Start of Extracted material
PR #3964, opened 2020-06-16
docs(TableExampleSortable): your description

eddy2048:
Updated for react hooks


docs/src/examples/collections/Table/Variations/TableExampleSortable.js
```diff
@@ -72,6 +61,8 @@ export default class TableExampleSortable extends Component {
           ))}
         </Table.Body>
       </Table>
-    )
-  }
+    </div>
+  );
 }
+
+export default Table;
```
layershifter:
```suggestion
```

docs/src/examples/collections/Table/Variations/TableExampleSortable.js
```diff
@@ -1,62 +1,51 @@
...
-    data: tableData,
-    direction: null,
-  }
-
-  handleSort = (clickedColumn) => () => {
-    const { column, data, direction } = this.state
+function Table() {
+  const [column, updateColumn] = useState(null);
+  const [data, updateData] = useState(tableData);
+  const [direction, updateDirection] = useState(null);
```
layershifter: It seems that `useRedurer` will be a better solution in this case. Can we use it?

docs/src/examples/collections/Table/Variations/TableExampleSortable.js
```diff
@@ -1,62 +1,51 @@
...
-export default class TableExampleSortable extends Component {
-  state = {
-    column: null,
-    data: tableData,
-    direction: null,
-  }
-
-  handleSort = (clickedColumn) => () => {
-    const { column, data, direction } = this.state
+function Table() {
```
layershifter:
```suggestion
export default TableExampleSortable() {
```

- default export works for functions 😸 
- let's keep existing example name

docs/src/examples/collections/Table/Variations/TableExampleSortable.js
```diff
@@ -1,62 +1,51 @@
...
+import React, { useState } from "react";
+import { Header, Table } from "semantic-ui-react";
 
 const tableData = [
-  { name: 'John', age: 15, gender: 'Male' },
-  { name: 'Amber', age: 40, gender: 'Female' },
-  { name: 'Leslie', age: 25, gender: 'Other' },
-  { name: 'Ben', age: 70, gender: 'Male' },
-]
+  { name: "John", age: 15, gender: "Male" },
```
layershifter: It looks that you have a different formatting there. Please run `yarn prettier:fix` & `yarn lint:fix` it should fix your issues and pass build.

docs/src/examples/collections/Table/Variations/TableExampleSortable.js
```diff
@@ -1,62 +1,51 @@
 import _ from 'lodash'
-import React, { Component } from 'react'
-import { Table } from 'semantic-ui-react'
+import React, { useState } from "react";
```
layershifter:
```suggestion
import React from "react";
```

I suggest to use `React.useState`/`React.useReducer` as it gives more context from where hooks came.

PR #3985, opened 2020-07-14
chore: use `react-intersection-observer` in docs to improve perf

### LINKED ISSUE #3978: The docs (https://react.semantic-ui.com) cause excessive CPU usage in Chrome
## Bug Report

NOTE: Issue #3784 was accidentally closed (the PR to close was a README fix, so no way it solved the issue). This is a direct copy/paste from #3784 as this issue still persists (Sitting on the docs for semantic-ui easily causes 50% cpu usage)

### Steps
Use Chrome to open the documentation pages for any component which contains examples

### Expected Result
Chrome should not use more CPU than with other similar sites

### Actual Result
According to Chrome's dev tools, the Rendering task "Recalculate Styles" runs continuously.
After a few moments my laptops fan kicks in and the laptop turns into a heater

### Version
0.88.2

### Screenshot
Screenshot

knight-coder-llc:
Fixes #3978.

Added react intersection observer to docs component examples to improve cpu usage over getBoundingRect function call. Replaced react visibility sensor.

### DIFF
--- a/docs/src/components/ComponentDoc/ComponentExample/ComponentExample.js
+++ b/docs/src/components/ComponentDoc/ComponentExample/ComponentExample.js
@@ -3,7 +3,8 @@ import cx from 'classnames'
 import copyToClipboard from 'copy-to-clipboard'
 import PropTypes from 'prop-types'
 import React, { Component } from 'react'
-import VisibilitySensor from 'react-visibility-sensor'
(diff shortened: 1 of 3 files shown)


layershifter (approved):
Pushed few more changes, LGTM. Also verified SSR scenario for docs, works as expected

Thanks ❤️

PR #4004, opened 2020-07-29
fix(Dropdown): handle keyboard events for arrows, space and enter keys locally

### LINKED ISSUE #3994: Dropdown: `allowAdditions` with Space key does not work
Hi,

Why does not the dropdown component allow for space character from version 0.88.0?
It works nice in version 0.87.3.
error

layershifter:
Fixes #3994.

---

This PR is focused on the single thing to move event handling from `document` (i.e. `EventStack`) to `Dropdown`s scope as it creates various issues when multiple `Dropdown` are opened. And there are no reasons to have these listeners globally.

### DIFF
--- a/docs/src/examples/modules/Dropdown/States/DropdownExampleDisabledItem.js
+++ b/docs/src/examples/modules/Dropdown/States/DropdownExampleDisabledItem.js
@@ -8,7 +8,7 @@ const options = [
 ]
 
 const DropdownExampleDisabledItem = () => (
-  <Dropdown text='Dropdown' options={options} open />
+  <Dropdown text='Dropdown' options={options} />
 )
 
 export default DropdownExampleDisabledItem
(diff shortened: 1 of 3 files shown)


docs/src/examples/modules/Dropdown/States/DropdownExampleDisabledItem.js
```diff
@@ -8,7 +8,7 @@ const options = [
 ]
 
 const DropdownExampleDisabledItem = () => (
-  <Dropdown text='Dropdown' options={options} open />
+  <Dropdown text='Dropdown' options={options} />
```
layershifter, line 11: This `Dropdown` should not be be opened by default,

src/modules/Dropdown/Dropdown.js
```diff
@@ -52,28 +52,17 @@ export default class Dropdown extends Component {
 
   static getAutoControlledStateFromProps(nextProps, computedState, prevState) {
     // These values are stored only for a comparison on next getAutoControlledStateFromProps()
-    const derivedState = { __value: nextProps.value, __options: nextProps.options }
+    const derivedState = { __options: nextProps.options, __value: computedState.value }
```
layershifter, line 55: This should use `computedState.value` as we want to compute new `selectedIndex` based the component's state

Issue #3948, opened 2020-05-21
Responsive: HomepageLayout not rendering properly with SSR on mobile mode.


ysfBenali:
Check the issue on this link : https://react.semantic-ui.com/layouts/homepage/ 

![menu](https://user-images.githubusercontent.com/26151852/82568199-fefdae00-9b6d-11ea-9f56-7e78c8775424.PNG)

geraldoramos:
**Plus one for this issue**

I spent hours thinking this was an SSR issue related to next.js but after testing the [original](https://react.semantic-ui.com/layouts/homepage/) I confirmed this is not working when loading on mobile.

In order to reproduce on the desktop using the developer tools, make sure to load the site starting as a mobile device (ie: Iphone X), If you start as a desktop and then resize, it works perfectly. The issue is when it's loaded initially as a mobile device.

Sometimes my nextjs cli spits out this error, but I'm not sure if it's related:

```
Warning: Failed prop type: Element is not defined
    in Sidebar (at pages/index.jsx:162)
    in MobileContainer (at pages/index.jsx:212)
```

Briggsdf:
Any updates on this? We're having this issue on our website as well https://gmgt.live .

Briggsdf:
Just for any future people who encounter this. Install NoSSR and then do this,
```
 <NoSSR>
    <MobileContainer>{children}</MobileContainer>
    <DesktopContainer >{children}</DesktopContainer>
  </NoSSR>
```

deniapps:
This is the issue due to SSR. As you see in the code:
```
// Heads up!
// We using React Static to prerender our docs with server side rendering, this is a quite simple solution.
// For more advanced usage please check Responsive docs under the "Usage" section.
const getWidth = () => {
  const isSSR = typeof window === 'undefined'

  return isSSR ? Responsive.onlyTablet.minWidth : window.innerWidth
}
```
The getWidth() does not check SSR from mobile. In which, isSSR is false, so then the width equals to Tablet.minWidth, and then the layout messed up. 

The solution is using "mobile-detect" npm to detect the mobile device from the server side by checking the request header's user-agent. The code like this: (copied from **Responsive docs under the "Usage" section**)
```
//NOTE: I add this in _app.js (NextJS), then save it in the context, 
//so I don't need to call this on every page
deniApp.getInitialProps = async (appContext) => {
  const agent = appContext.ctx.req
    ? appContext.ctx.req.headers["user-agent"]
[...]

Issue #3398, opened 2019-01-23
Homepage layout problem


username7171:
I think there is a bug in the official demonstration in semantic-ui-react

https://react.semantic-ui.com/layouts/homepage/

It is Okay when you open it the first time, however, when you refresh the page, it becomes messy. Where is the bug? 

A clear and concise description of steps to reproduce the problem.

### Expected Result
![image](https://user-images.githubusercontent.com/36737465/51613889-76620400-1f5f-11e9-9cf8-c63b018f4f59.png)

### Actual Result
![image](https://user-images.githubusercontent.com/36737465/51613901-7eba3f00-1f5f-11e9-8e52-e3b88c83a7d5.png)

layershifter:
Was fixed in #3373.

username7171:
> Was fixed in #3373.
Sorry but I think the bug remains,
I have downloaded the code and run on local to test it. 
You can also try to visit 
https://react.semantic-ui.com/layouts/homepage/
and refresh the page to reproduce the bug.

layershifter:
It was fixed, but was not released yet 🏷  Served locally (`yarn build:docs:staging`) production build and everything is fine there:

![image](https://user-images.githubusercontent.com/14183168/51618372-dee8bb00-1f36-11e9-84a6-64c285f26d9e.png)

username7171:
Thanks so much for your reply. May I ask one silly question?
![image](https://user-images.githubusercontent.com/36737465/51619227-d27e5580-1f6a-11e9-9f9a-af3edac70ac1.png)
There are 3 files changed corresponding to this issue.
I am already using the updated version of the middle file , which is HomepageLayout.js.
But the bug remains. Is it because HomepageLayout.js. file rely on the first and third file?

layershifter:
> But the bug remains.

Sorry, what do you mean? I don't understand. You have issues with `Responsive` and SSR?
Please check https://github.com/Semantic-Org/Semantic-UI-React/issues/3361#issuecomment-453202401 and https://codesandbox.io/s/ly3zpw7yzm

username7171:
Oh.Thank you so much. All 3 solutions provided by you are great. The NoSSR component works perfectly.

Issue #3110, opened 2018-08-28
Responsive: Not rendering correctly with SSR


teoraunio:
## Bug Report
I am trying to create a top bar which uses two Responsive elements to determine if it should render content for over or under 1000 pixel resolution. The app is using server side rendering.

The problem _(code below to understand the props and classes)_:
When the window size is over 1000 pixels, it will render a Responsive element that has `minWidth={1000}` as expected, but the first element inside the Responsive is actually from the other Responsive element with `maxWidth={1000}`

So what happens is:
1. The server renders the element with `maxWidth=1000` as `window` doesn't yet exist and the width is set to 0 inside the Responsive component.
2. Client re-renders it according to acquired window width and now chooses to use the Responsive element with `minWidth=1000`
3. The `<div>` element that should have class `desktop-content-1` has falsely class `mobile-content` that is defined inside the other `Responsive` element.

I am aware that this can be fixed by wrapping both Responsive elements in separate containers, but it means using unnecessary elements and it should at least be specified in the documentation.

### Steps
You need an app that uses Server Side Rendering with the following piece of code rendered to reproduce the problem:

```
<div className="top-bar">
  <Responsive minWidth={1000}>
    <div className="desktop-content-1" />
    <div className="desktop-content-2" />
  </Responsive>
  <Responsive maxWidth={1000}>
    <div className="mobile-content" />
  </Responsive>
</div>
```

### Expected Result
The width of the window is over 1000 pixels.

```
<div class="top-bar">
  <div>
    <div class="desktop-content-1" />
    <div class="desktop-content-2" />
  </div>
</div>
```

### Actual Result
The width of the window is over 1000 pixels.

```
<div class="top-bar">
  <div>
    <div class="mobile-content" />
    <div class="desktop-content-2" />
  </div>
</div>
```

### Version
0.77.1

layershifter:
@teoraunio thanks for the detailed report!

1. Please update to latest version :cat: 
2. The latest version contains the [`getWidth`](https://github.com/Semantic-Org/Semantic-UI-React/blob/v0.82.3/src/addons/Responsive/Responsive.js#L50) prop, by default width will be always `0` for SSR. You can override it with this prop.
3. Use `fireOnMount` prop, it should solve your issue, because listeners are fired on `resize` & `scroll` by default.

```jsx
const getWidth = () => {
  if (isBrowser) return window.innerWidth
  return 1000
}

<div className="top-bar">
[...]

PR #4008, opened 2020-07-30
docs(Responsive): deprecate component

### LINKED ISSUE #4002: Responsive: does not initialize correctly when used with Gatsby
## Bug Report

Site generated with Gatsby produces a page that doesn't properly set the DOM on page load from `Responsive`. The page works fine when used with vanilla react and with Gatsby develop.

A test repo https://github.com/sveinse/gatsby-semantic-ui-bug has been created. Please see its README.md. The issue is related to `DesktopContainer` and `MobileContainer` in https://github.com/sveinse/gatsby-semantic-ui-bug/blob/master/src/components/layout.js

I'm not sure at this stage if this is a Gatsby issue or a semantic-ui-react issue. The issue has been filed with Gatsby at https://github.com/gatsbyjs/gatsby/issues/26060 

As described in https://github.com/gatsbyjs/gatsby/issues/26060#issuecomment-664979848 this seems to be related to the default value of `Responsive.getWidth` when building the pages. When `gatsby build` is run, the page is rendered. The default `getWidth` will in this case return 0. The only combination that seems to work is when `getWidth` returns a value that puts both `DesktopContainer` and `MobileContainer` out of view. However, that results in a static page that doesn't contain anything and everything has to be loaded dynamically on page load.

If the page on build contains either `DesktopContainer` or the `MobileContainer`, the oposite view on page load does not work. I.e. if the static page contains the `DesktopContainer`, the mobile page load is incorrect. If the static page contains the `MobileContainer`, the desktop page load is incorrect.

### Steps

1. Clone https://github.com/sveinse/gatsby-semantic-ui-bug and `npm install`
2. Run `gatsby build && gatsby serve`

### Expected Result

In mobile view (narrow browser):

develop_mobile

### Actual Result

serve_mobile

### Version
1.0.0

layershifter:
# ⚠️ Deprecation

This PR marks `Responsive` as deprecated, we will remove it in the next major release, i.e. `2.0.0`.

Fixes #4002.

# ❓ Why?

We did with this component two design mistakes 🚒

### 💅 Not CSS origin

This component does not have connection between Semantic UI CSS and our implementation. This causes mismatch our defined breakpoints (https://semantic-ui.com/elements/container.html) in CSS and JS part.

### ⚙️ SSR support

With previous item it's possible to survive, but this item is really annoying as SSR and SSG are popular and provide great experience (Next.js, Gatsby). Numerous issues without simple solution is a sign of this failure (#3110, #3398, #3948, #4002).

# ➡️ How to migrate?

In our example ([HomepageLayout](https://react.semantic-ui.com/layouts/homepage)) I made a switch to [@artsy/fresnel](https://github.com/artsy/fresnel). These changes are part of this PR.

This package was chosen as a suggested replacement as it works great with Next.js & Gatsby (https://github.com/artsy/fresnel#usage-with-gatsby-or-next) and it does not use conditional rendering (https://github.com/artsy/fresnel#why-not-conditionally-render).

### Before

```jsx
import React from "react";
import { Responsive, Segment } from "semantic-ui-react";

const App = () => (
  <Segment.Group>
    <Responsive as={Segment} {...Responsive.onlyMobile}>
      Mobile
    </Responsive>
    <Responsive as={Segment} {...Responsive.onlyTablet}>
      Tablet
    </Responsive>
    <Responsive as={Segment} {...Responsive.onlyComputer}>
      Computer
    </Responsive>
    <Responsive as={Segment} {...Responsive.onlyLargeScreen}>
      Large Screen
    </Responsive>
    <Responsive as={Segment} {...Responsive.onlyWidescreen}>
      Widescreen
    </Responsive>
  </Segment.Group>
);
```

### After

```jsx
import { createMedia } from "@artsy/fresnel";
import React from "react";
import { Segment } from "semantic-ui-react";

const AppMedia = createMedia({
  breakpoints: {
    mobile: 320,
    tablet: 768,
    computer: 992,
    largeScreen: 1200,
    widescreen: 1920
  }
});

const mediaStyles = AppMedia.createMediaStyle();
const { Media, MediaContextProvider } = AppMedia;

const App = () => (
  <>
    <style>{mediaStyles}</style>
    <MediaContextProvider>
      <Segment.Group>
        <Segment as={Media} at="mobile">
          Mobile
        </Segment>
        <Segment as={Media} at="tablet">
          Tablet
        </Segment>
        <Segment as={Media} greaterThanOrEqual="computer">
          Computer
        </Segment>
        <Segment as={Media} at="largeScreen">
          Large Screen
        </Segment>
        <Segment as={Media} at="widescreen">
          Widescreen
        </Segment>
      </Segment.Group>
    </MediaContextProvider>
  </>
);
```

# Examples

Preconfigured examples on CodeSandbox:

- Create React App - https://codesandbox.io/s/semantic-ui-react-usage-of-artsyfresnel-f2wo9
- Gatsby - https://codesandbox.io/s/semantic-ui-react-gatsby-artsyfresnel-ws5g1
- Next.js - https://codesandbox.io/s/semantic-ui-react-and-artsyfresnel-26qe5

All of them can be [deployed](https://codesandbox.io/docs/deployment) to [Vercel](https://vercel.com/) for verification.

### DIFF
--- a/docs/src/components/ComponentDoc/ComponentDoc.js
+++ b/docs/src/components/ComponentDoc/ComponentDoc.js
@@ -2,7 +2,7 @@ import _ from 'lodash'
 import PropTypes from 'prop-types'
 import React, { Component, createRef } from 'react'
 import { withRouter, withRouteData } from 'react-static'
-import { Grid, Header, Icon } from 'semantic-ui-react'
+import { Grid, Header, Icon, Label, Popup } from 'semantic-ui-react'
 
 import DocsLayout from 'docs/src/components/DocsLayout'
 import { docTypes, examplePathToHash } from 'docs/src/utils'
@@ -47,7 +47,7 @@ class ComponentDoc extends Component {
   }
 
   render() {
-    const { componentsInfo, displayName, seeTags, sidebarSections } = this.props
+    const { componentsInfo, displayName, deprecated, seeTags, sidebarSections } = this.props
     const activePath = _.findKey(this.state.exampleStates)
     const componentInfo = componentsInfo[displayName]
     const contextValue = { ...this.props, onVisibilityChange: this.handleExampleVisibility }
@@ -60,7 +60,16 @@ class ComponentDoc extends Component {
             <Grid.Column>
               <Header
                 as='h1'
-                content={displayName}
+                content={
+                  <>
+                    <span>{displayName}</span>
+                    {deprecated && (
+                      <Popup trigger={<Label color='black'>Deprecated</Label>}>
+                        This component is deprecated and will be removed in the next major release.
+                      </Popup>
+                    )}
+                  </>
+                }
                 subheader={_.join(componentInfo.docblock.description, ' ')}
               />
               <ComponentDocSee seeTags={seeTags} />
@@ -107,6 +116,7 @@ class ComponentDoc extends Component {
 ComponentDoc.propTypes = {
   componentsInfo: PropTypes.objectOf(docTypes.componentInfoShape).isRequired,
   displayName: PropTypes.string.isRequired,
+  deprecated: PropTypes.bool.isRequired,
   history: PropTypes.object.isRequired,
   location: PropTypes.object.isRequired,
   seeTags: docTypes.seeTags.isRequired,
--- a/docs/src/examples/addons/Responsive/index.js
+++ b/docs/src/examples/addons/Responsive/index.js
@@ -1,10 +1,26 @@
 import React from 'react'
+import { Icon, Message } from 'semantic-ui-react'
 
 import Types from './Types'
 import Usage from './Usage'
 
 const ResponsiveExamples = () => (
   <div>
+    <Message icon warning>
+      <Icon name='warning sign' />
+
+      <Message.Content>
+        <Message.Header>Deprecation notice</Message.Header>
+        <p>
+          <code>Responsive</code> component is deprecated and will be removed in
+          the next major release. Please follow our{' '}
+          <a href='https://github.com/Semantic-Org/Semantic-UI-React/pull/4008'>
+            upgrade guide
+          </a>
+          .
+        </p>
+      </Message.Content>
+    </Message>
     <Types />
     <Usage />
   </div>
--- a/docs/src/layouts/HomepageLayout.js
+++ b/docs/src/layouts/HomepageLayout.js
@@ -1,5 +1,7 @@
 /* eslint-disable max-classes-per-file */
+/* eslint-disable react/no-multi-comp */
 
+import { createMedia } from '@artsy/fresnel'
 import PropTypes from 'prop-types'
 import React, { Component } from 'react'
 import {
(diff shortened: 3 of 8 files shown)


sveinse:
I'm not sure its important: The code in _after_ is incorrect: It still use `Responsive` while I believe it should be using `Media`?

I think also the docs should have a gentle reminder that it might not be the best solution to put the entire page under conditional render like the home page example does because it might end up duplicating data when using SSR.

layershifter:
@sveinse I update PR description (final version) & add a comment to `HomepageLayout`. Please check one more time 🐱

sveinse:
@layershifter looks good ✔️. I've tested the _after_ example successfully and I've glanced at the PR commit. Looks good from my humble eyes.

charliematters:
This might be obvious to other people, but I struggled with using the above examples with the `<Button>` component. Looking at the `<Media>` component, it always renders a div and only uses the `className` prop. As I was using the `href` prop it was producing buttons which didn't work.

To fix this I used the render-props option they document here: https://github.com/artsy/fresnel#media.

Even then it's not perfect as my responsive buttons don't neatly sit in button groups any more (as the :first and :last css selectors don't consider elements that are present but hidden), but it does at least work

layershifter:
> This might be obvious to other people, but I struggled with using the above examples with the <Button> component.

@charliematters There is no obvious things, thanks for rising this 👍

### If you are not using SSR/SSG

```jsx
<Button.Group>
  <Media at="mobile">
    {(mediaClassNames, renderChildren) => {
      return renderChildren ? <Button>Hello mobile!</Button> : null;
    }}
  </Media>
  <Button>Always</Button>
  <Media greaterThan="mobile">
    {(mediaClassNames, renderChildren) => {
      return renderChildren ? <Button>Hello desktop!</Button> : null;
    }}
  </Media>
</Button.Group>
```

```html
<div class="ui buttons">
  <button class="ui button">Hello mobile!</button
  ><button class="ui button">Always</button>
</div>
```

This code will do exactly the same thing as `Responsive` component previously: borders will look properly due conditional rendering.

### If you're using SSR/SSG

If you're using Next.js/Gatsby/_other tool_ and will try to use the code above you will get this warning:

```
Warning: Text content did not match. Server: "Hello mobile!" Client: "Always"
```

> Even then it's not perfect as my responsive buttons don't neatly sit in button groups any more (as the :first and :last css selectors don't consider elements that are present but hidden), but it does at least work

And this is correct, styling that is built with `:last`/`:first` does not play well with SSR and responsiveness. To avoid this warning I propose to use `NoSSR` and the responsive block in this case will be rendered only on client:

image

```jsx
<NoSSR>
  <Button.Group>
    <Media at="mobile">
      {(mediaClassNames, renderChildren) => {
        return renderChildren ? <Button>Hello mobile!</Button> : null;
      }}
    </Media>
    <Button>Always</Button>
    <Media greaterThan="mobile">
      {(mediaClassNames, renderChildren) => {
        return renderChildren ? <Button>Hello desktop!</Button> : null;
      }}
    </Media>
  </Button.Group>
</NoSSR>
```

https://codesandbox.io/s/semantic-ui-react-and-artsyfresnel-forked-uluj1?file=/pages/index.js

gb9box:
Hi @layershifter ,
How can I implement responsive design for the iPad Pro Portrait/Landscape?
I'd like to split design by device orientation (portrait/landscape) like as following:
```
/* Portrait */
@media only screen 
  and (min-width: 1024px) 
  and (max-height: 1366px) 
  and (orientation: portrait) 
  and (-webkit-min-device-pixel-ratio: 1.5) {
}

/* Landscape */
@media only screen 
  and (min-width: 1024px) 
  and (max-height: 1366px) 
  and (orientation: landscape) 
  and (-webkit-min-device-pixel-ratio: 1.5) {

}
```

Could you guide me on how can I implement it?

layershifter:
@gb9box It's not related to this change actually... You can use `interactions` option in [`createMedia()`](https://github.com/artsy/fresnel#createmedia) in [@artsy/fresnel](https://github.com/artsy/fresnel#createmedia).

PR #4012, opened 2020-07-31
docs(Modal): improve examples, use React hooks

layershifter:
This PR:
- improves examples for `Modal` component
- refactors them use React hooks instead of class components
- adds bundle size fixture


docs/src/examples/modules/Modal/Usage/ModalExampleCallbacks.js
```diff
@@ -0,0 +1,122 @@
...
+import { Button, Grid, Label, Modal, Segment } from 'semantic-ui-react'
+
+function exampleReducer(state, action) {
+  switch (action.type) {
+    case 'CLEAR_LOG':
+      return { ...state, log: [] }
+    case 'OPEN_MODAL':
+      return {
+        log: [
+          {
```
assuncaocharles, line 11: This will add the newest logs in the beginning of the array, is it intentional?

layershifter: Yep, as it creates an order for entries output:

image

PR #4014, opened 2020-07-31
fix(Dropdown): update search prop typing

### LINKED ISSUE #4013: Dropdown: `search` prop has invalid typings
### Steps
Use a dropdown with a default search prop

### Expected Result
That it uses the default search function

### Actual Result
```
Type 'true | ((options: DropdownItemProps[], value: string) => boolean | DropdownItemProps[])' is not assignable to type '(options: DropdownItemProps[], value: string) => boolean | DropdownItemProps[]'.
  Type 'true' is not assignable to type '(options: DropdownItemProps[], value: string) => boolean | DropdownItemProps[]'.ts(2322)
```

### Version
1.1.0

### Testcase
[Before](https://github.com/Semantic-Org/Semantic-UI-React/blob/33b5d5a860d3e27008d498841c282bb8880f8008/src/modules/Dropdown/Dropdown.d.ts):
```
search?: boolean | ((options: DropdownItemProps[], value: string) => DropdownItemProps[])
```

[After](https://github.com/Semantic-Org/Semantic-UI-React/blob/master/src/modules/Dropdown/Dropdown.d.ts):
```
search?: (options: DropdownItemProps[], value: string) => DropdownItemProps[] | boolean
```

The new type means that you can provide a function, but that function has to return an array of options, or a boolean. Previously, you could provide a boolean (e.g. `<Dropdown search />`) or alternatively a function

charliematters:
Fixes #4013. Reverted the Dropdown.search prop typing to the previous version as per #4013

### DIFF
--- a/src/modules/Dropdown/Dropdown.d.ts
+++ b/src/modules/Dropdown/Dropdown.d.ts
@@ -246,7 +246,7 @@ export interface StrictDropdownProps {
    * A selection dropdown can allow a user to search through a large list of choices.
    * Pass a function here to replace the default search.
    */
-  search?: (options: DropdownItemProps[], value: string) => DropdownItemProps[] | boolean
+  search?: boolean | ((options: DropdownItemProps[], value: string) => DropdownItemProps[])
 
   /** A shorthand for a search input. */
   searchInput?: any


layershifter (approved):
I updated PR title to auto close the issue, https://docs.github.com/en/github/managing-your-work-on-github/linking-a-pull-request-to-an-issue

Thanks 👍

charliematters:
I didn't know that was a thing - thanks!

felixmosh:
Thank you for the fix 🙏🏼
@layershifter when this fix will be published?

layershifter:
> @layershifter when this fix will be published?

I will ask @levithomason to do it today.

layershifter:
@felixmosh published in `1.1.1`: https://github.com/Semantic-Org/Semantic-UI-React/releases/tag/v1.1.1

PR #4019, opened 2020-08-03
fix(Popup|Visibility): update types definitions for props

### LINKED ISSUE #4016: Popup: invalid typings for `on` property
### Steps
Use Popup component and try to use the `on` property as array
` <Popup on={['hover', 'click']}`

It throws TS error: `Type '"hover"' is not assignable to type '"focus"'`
End of Extracted material
■ **Exercise**
Go to the line in the material above that contains "import Usage from './Usage'" and copy exactly from there through the line that contains "major release. Please", stopping after it.

■ **Your solution**
 import Usage from './Usage'
 
 const ResponsiveExamples = () => (
   <div>
+    <Message icon warning>
+      <Icon name='warning sign' />
+
+      <Message.Content>
+        <Message.Header>Deprecation notice</Message.Header>
+        <p>
+          <code>Responsive</code> component is deprecated and will be removed in
+          the next major release. Please follow our{' '}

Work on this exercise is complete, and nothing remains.